## AIM OF THE TASK
Below are records; copy every line among them that contains the word "github".

## Stored items
BEGIN

PR #2576, opened 2025-09-03
fix: update default Cerebras model to GPT-OSS-120B

joyceerhl:

`llama-3.3-70b` is sometimes prone to looping on tool calls. This PR updates the default for Cerebras inference to `gpt-oss-120b`, which is supported in production in Cerebras' inference API and exhibits stronger performance on tool calling.

### DIFF
--- a/CHANGELOG.md
+++ b/CHANGELOG.md
@@ -90,6 +90,8 @@ and this project adheres to [Semantic Versioning](https://semver.org/spec/v2.0.0
 
 - Updated `RimeTTSService`'s flush_audio message to conform with Rime's official API.
 
+- - Updated the default model for `CerebrasLLMService` to GPT-OSS-120B.
+
 ### Removed
 
 - Remove `StopInterruptionFrame`. This was a legacy frame that was not being
--- a/CHANGELOG.md
+++ b/CHANGELOG.md
@@ -90,7 +90,7 @@ and this project adheres to [Semantic Versioning](https://semver.org/spec/v2.0.0
 
 - Updated `RimeTTSService`'s flush_audio message to conform with Rime's official API.
 
-- - Updated the default model for `CerebrasLLMService` to GPT-OSS-120B.
+- Updated the default model for `CerebrasLLMService` to GPT-OSS-120B.
 
 ### Removed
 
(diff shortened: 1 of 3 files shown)


markbackman:
When trying `qwen-3-32b`, I see this error:
```
CerebrasLLMService#0: error processing frame: Error code: 400 - {'message': '"stream=true" with structured outputs is currently not supported for reasoning models.', 'type': 'invalid_request_error', 'param': 'tools_mode', 'code': 'wrong_api_format'}
```

Though, when trying both `llama-4-scout-17b-16e-instruct` and `gpt-oss-120b`, I get successful responses and tool calls work. Maybe one of those models is a better option?

markbackman:
Also, along with this change, can you update the corresponding foundational example to remove setting the llama-3.3 model? That change is right here:
https://github.com/pipecat-ai/pipecat/blob/main/examples/foundational/14k-function-calling-cerebras.py#L70

Also, please add a [Changelog](https://github.com/pipecat-ai/pipecat/blob/main/CHANGELOG.md) entry:
```
### Changed

- Updated the default model for `CerebrasLLMService` to MODEL.
```

CHANGELOG.md
```diff
@@ -90,6 +90,8 @@ and this project adheres to [Semantic Versioning](https://semver.org/spec/v2.0.0
 
 - Updated `RimeTTSService`'s flush_audio message to conform with Rime's official API.
 
+- - Updated the default model for `CerebrasLLMService` to GPT-OSS-120B.
```
markbackman: nit: remove extra `-`

```suggestion
- Updated the default model for `CerebrasLLMService` to GPT-OSS-120B.
```

examples/foundational/14k-function-calling-cerebras.py
```diff
@@ -67,7 +67,7 @@ async def run_bot(transport: BaseTransport, runner_args: RunnerArguments):
         voice_id="71a7ad14-091c-4e8e-a314-022ece01c121",  # British Reading Lady
     )
 
-    llm = CerebrasLLMService(api_key=os.getenv("CEREBRAS_API_KEY"), model="llama-3.3-70b")
+    llm = CerebrasLLMService(api_key=os.getenv("CEREBRAS_API_KEY"), model="gpt-oss-120b")
```
markbackman: nit: let's just remove the model all together. This will use the default mode from CerebrasLLMService.
```suggestion
    llm = CerebrasLLMService(api_key=os.getenv("CEREBRAS_API_KEY"))
```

END

## YOUR RESPONSE
https://github.com/pipecat-ai/pipecat/blob/main/examples/foundational/14k-function-calling-cerebras.py#L70
Also, please add a [Changelog](https://github.com/pipecat-ai/pipecat/blob/main/CHANGELOG.md) entry:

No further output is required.